**WORK REQUIRED**
Which lines of the records contain "bugfix"? Collect every one of them.

==============================

PR #1422, opened 2026-05-09
Safetensor metadata mismatch fix in Mcore export

jinhangchoi:
### What does this PR do?

Type of change: Bug fix

In MCore export, shard metadata (`*.json`) and shard weights (`*.safetensors`) are produced from mutable shard maps and can be generated from different views of the same dict. In real Nemotron 3 Ultra PTQ runs, I observed MTP-related drift where metadata and shard contents were not aligned. This is plausible because MTP is stage-local (typically last-stage only), so per-rank shard contents are intentionally asymmetric.

The exact mutation interleaving is hard to prove from this code path alone, but the current implementation reads mutable shard maps across separate write steps, making metadata/weights consistency timing-sensitive. The issue is most visible with PP>1, where staggered per-shard writes widen the timing window between metadata and tensor-file generation.

This PR makes shard serialization deterministic in both paths:
- take a per-shard snapshot once,
- write `.safetensors` from that snapshot,
- write per-shard `.json` from the same snapshot.

Apply this consistently to:
- `save_safetensors_by_layer_index`
- `save_safetensors`
This guarantees shard JSON and shard safetensors cannot diverge due to late dict mutations.

### Usage

N/A

### Testing

- Reproduced in Nemotron 3 Ultra MCore PTQ export under PP>1 (multi-stage pipeline parallelism).

## Summary by CodeRabbit

* **Bug Fixes**
  * Model export now writes each binary shard immediately and uses a frozen per-shard/per-layer snapshot when generating its metadata. This prevents mismatches between shard contents and metadata, improving export consistency and reliability.

### DIFF
--- a/modelopt/torch/export/plugins/mcore_custom.py
+++ b/modelopt/torch/export/plugins/mcore_custom.py
@@ -251,6 +251,10 @@ def save_safetensors(state_dict, save_directory: str | os.PathLike):
         meta_filename = filename + ".json"
         ckpt_filename = filename + ".safetensors"
 
+        # Keep safetensors-first ordering so late shard updates are reflected
+        # in both the shard file and the shard metadata JSON.
+        save_file(tensors, save_directory + "/" + ckpt_filename, metadata={"format": "pt"})
+
         weight_map = {}
         local_total_size = 0
 
@@ -264,7 +268,6 @@ def save_safetensors(state_dict, save_directory: str | os.PathLike):
                 f,
                 indent=4,
             )
-        save_file(tensors, save_directory + "/" + ckpt_filename, metadata={"format": "pt"})
 
     # Barrier to ensure all ranks have written the metadata
     torch.distributed.barrier()
--- a/modelopt/torch/export/plugins/mcore_custom.py
+++ b/modelopt/torch/export/plugins/mcore_custom.py
@@ -251,14 +251,14 @@ def save_safetensors(state_dict, save_directory: str | os.PathLike):
         meta_filename = filename + ".json"
         ckpt_filename = filename + ".safetensors"
 
-        # Keep safetensors-first ordering so late shard updates are reflected
-        # in both the shard file and the shard metadata JSON.
-        save_file(tensors, save_directory + "/" + ckpt_filename, metadata={"format": "pt"})
+        # Freeze a per-shard snapshot so safetensors and JSON are emitted from the same view.
+        frozen_tensors = dict(tensors)
+        save_file(frozen_tensors, save_directory + "/" + ckpt_filename, metadata={"format": "pt"})
 
         weight_map = {}
         local_total_size = 0
 
-        for key, val in tensors.items():
+        for key, val in frozen_tensors.items():
             local_total_size += val.numel() * val.element_size()
             weight_map[key] = ckpt_filename
 
@@ -308,17 +308,17 @@ def save_safetensors_by_layer_index(
         meta_filename = filename + ".json"
         ckpt_filename = filename + ".safetensors"
 
-        # Keep safetensors-first ordering so late layer_state_dict updates are captured
-        # in the layer .safetensors shard and reflected in its per-layer metadata JSON.
+        # Freeze a per-layer snapshot so safetensors and JSON are emitted from the same view.
+        frozen_layer_state_dict = dict(layer_state_dict)
         save_file(
-            layer_state_dict,
+            frozen_layer_state_dict,
             save_directory + "/" + ckpt_filename,
             metadata={"format": "pt"},
         )
 
         weight_map = {}
         layer_total_size = 0
-        for key, val in layer_state_dict.items():
+        for key, val in frozen_layer_state_dict.items():
             tensor_size = val.numel() * val.element_size()
             layer_total_size += tensor_size
             weight_map[key] = ckpt_filename
--- a/modelopt/torch/export/plugins/mcore_custom.py
+++ b/modelopt/torch/export/plugins/mcore_custom.py
@@ -305,6 +305,12 @@ def save_safetensors_by_layer_index(
         meta_filename = filename + ".json"
         ckpt_filename = filename + ".safetensors"
 
+        # Write safetensors first, then build the per-layer meta JSON from the same dict.
+        # Order matters: any late mutations to layer_state_dict (e.g. MTP tensors added after
+        # the dict was first constructed) must be captured by both files.  Writing safetensors
+        # first ensures the JSON is always consistent with what is physically on disk.
+        save_file(layer_state_dict, save_directory + "/" + ckpt_filename, metadata={"format": "pt"})
+
         weight_map = {}
         layer_total_size = 0
         for key, val in layer_state_dict.items():
@@ -318,7 +324,6 @@ def save_safetensors_by_layer_index(
                 f,
                 indent=4,
             )
-        save_file(layer_state_dict, save_directory + "/" + ckpt_filename, metadata={"format": "pt"})
 
     # [TODO]: this global barrier needs to be replaced with something safer
     torch.distributed.barrier()
--- a/modelopt/torch/export/plugins/mcore_custom.py
+++ b/modelopt/torch/export/plugins/mcore_custom.py
@@ -305,11 +305,13 @@ def save_safetensors_by_layer_index(
         meta_filename = filename + ".json"
         ckpt_filename = filename + ".safetensors"
 
-        # Write safetensors first, then build the per-layer meta JSON from the same dict.
-        # Order matters: any late mutations to layer_state_dict (e.g. MTP tensors added after
-        # the dict was first constructed) must be captured by both files.  Writing safetensors
-        # first ensures the JSON is always consistent with what is physically on disk.
-        save_file(layer_state_dict, save_directory + "/" + ckpt_filename, metadata={"format": "pt"})
+        # Keep safetensors-first ordering so late layer_state_dict updates are captured
+        # in the layer .safetensors shard and reflected in its per-layer metadata JSON.
+        save_file(
+            layer_state_dict,
+            save_directory + "/" + ckpt_filename,
+            metadata={"format": "pt"},
+        )
 
         weight_map = {}
         layer_total_size = 0
--- a/tests/unit/torch/export/test_mcore_save_safetensors.py
+++ b/tests/unit/torch/export/test_mcore_save_safetensors.py
@@ -1,0 +1,54 @@
+# SPDX-FileCopyrightText: Copyright (c) 2024 NVIDIA CORPORATION & AFFILIATES. All rights reserved.
+# SPDX-License-Identifier: Apache-2.0
+#
+# Licensed under the Apache License, Version 2.0 (the "License");
+# you may not use this file except in compliance with the License.
+# You may obtain a copy of the License at
+#
+# http://www.apache.org/licenses/LICENSE-2.0
+#
+# Unless required by applicable law or agreed to in writing, software
+# distributed under the License is distributed on an "AS IS" BASIS,
+# WITHOUT WARRANTIES OR CONDITIONS OF ANY KIND, either express or implied.
+# See the License for the specific language governing permissions and
+# limitations under the License.
+
+import json
+
+import torch
+
+from modelopt.torch.export.plugins import mcore_custom
+
+
+def test_save_safetensors_by_layer_index_uses_single_snapshot(monkeypatch, tmp_path):
+    """Shard JSON and safetensors must be produced from the same key snapshot."""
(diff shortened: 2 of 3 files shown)


modelopt/torch/export/plugins/mcore_custom.py
```diff
@@ -305,6 +305,12 @@ def save_safetensors_by_layer_index(
         meta_filename = filename + ".json"
         ckpt_filename = filename + ".safetensors"
 
+        # Write safetensors first, then build the per-layer meta JSON from the same dict.
+        # Order matters: any late mutations to layer_state_dict (e.g. MTP tensors added after
```
jenchen13: can this AI comment be more concise?

jenchen13 (approved):

modelopt/torch/export/plugins/mcore_custom.py
jinhangchoi: Adjusted the comment a little bit

shengliangxu (approved):
LGTM

cjluo-nv (commented):

Small reorder (write safetensors shard before its per-layer JSON) that mitigates a real symptom seen in MCore PTQ on Nemotron, but I'm not fully convinced it addresses the root cause and there are gaps:

- **Root cause story is unclear from the code path I can see.** In `unified_export_megatron.py::save_pretrained`, `_get_mtp_state_dict()` is invoked synchronously *before* `save_safetensors_by_layer_index`, and the result is merged into `layer_state_dicts[num_layers]` before the barrier. There's no obvious place in the current code where MTP state is added between the two writes inside the per-layer loop. If the real bug is that something is still mutating `layer_state_dict` between `json.dump` and `save_file` (or vice versa), then this reorder only flips which side wins — after this PR, a late mutation will cause the JSON to advertise keys that were never written to the `.safetensors` shard, which is arguably worse than the original direction. A snapshot-then-write (e.g. `weight_map`/sizes computed once into local vars, then write safetensors and JSON from those, with no further dict reads) would actually be race-safe. Worth the author confirming what concretely mutates `layer_state_dict` after `save_file` was originally called.
- **Sibling function not updated.** `save_safetensors` (just above, used for the non-per-layer path) has the exact same JSON-then-safetensors ordering. If the ordering matters here, it presumably matters there too — please update both for consistency, or document why only the per-layer path is affected.
- **No test.** The author checked "Did you write any new necessary tests? ❌". A regression test that exercises the MTP-included shard and asserts that every key in the per-layer index JSON is actually present in the corresponding `.safetensors` would lock this down.
- **No CHANGELOG entry** (also unchecked).

jinhangchoi:
- Updated PR description, and add `save_safetensors` update.
- Meanwhile, regression test is a little bit difficult to design. Need some brainstrom.
- As bugfix, I don't think we need CHANGELOG here

cjluo-nv (commented):

Re-review focused on whether cjluo-nv's first two pieces of feedback have been addressed.

- **Feedback #1 — root cause / snapshot-then-write: NOT addressed.** :speech_balloon: Author updated PR description and reordered the writes, but the underlying concern was that a bare reorder only flips which side "wins" a race — if `layer_state_dict` is mutated between `save_file` and the metadata loop, the JSON will now advertise keys that were never written to the `.safetensors` shard (arguably worse than the original direction). The race-safe fix suggested by both cjluo-nv and CodeRabbit was to snapshot the dict once (e.g. `frozen = dict(layer_state_dict)`) and drive both `save_file` and the `weight_map` loop from that frozen view. The current diff at `mcore_custom.py:308-329` still calls `save_file(layer_state_dict, ...)` and then iterates the live `layer_state_dict.items()` — same in `save_safetensors` at lines 254-268 with `tensors`. So if the author's hypothesis about late mutation is correct, the consistency hole is still open; if it's wrong, it'd be good to hear what concretely was observed to drift on Nemotron 3 Ultra. Worth a human reviewer pushing on this before merge.

- **Feedback #2 — sibling `save_safetensors` not updated: addressed.** :speech_balloon: The new commit applies the same reorder to `save_safetensors` (lines 254-256), so both paths are consistent. (The snapshot caveat from #1 applies to both, though.)

For completeness on the other items the author replied to: regression test is still missing (author says it's hard to design), and CHANGELOG was declined as "bugfix doesn't need it" — leaving those as-is for the human owner to weigh in on.

jinhangchoi:
I agree `snapshot-then-write` is the generic race-safe pattern if in-loop mutation is expected. In this PR, the observed MCore issue is better characterized as an ordering/coherence problem: weak ordering guarantees between shard data and shard metadata generation, not a proven same-process mutation between `save_file` and the subsequent metadata loop.

Under PP>1, MTP is stage-local (typically last-stage only), and staggered shard emission makes this ordering sensitivity more visible. `_get_mtp_state_dict()` is merged synchronously before `save_safetensors_by_layer_index`, and we do not currently have an identified concurrent mutator inside the writer loop. The intent of this change is therefore to standardize `safetensors -> shard JSON` ordering across both writer paths to remove the stale-metadata-first failure mode I observed.
If we want strict future-proof determinism regardless of potential mutators, explicit finalize-then-serialize (or snapshot-at-boundary) is the stronger follow-up.

cjluo-nv (commented):

Re-review: sibling-function fix landed, but the core snapshot-then-write concern is still open and worth a human sign-off before merge.

- :speech_balloon: Author replied (PR comment): *"snapshot-then-write is the generic race-safe pattern if in-loop mutation is expected... the observed MCore issue is better characterized as an ordering/coherence problem, not a proven same-process mutation between `save_file` and the metadata loop... explicit finalize-then-serialize is the stronger follow-up."* — still warrants human sign-off because the current diff at `mcore_custom.py:311-329` (and the matching `save_safetensors` at 254-268) still passes the live `layer_state_dict`/`tensors` to `save_file` and then re-iterates the same live dict to build `weight_map`. If the author's "no in-loop mutator" assumption holds, the reorder alone fixes the symptom; if it doesn't, the new ordering means the JSON can advertise keys that aren't in the `.safetensors` shard — arguably worse than the original direction. A two-line `frozen = dict(layer_state_dict)` snapshot would close this regardless of which hypothesis is right, and the author already agrees it's the more defensible pattern.
- :speech_balloon: Sibling `save_safetensors` reorder: addressed in this revision (lines 254-256). Both paths are now consistent.
- :speech_balloon: Author replied: *"regression test is a little bit difficult to design. Need some brainstorm."* — flagging anyway because the hypothesized failure mode (per-layer JSON listing keys not present in the shard) is straightforward to assert in a unit test by mocking `save_file`/mutating the dict between writes; a real distributed Nemotron repro isn't required.
- :speech_balloon: Author replied: *"as bugfix, I don't think we need CHANGELOG here."* — leaving for the human owner to weigh in on per project policy.

jinhangchoi:
I would like to emphasize this is not a hypothetical issue. **It was observed in production export artifacts.**
```python
for key, val in layer_state_dict.items():
    weight_map[key] = ckpt_filename
with open(meta_filename, "w") as f:
    json.dump({"metadata": ..., "weight_map": weight_map}, f, indent=4)
save_file(layer_state_dict, ckpt_filename, metadata=...)   # <-- runs LAST
```
`weight_map` is built from the dict's keys at iteration time, the JSON is committed, then `save_file` writes the shard from whatever the dict contains now. Any late mutation lands in the binary but not in the per-layer JSON — and consequently not in rank 0's aggregated `model.safetensors.index.json`. I saw this in production exports under PP>1: the shards physically contained the keys; the index didn't list them.

The direction in your comment is inverted. By construction of the previous code before fix, the failure is "the JSON lists fewer keys than the shard contains." The shard is the superset, the index is a subset. The comment describes the opposite (JSON listing keys that aren't in the shard), which the previous code before fix can't produce. 

Regarding the regression test, I am supportive of adding a unit test along the lines you described, but to be clear about what it covers. This would be a freeze-invariant test, not a true regression for the production failure. The production failure requires PP>1 plus the MTP load path that mutates `layer_state_dicts[num_layers]` **after** construction. Neither is exercised by a mocked single-process test. It guards the invariant the freeze is there to guarantee.

The actual end-to-end repro is the original MCore export that motivated this fix. I would like to call this out so we don't oversell what the test asserts.

tests/unit/torch/export/test_mcore_save_safetensors.py
```diff
@@ -0,0 +1,54 @@
...
+        # Simulate a late mutation against the original source dict (not the writer snapshot).
+        layer_state_dicts[1][late_key] = torch.ones(1, dtype=torch.float32)
+
+    monkeypatch.setattr(mcore_custom, "save_file", _fake_save_file)
+    monkeypatch.setattr(torch.distributed, "barrier", lambda: None)
+    monkeypatch.setattr(torch.distributed, "get_rank", lambda: 0)
+
+    mcore_custom.save_safetensors_by_layer_index(
+        layer_state_dicts=layer_state_dicts,
+        total_layers=1,
```
cjluo-nv, line 40: > _Bot comment._

`tmp_path` is a `pathlib.Path`, but `save_safetensors_by_layer_index` uses string concatenation: `save_directory + "/" + ckpt_filename`. `Path + str` raises `TypeError`, so this test should fail before reaching the assertions. Please either pass `str(tmp_path)` here, or (better) switch the production code to `os.path.join(save_directory, ckpt_filename)` / `Path(save_directory) / ckpt_filename` so both `str` and `Path` callers work.

cjluo-nv (commented):

Re-review.

Addressed since the previous round:
- :speech_balloon: Snapshot-then-write **applied** in both `save_safetensors` (lines 254-256) and `save_safetensors_by_layer_index` (lines 311-317). `frozen_tensors = dict(tensors)` / `frozen_layer_state_dict = dict(layer_state_dict)` is now the single source for both `save_file` and the `weight_map` loop, so JSON and shard cannot diverge regardless of late mutations. This closes the main concern from cjluo-nv and CodeRabbit.
- :speech_balloon: Sibling `save_safetensors` reorder + freeze: applied.
- :speech_balloon: Author replied that a regression test is hard to design — a unit test was nonetheless added in `tests/unit/torch/export/test_mcore_save_safetensors.py` that mocks `save_file` and mutates the source dict mid-write to assert the JSON does not pick up the late key. This is exactly the freeze-invariant test that was suggested. 👍

Still warrants human sign-off:
- The new test passes `tmp_path` (a `pathlib.Path`) as `save_directory`, but the production code does `save_directory + "/" + ckpt_filename`, which is `Path + str` and raises `TypeError`. The test as written looks like it would fail at the first `save_file` call before reaching the assertions. Either I'm missing something or the test wasn't run — please double-check by either casting to `str(tmp_path)` in the test or switching the source to `os.path.join` / `Path /`. (Same shape issue would also bite `save_safetensors` if it were ever exercised this way.)
- :speech_balloon: Author replied: *"as bugfix, I don't think we need CHANGELOG here."* — deferred to human per project policy.

tests/unit/torch/export/test_mcore_save_safetensors.py
jinhangchoi: Thanks. Fixed & tested it locally.

tests/unit/torch/export/test_mcore_save_safetensors.py
```diff
@@ -0,0 +1,54 @@
...
+# limitations under the License.
+
+import json
+
+import torch
+
+from modelopt.torch.export.plugins import mcore_custom
+
+
+def test_save_safetensors_by_layer_index_uses_single_snapshot(monkeypatch, tmp_path):
```
jenchen13, line 23: if the metadata mismatch only happens with PP > 1 should this belong in tests/gpu_megatron and use PP > 1?

jinhangchoi: Thank you for the pointer. I just noticed `test_unified_export_megatron.py` :) Will try to add a test case there

jinhangchoi: This test itself should be kept for `modelopt-review`'s regression coverage.
Created new test, `test_unified_export_megatron_pp2_mtp_metadata_matches_shards` for PP==2

meenchen (approved):
LGTM

meenchen:
/ok to test [ef71f1d](https://github.com/NVIDIA/Model-Optimizer/pull/1422/commits/ef71f1d6a23b99b521cfc573bce0e3d7bd03f3cb)

meenchen:
/ok to test https://github.com/NVIDIA/Model-Optimizer/commit/799bce3cf985c29a4507c1ebc8e33c56424253a6

jenchen13:
/ok to test [64c73f9](https://github.com/NVIDIA/Model-Optimizer/pull/1422/commits/64c73f90040aae41d9b60c978e0053ebb5a6d3fa)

==============================

**RESULT OF THE EXERCISE**
- As bugfix, I don't think we need CHANGELOG here
For completeness on the other items the author replied to: regression test is still missing (author says it's hard to design), and CHANGELOG was declined as "bugfix doesn't need it" — leaving those as-is for the human owner to weigh in on.
- :speech_balloon: Author replied: *"as bugfix, I don't think we need CHANGELOG here."* — leaving for the human owner to weigh in on per project policy.
- :speech_balloon: Author replied: *"as bugfix, I don't think we need CHANGELOG here."* — deferred to human per project policy.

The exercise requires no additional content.